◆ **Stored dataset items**

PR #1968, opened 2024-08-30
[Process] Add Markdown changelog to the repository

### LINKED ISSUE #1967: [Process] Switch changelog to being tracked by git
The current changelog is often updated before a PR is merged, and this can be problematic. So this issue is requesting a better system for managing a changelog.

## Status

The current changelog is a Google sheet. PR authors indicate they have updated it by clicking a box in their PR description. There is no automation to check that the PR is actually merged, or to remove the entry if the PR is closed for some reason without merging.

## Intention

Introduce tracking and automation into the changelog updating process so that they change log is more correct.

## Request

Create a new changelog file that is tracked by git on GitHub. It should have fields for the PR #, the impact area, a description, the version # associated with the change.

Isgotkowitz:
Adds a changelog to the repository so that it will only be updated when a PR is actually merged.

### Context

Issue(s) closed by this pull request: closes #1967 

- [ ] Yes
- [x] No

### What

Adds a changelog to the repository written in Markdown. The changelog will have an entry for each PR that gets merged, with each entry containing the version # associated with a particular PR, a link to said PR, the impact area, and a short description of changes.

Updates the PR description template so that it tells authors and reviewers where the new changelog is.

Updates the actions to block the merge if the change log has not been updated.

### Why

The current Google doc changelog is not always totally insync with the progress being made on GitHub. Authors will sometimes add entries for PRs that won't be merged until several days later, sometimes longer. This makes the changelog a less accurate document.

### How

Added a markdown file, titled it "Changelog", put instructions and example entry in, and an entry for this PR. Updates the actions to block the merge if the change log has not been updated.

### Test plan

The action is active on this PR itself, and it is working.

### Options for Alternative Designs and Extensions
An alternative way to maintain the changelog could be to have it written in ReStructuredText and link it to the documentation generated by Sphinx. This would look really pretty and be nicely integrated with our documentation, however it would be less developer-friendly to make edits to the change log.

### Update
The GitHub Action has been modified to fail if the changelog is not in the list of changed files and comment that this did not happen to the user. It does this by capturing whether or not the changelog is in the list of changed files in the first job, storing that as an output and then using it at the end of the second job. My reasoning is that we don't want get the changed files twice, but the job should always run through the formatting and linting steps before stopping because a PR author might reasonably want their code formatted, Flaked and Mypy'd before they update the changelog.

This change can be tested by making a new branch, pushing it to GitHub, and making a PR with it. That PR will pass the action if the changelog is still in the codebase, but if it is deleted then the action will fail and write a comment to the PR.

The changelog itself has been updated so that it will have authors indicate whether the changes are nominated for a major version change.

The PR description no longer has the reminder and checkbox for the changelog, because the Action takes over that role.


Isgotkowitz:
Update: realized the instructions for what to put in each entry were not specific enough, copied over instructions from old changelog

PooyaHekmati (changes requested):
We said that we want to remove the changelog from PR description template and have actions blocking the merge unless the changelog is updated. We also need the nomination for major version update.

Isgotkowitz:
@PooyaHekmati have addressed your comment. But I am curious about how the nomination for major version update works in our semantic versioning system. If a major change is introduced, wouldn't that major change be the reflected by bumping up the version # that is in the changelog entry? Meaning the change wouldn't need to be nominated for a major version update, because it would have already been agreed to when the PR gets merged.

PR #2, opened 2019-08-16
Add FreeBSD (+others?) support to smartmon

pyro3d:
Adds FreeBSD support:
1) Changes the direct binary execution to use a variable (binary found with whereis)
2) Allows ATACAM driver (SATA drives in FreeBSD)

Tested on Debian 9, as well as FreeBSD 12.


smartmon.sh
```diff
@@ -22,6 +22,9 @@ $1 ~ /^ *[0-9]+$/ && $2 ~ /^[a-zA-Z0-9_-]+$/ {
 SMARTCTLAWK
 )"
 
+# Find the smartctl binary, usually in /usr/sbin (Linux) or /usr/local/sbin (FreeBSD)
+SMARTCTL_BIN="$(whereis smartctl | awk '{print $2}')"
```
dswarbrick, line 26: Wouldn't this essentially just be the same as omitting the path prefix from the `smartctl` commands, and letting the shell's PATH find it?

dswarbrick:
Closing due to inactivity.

◆ **REQUIRED ACTION**
Return the number of lines in the records holding the string "closed", without any other words.

◆ **SOLUTION TO THIS PROBLEM**
2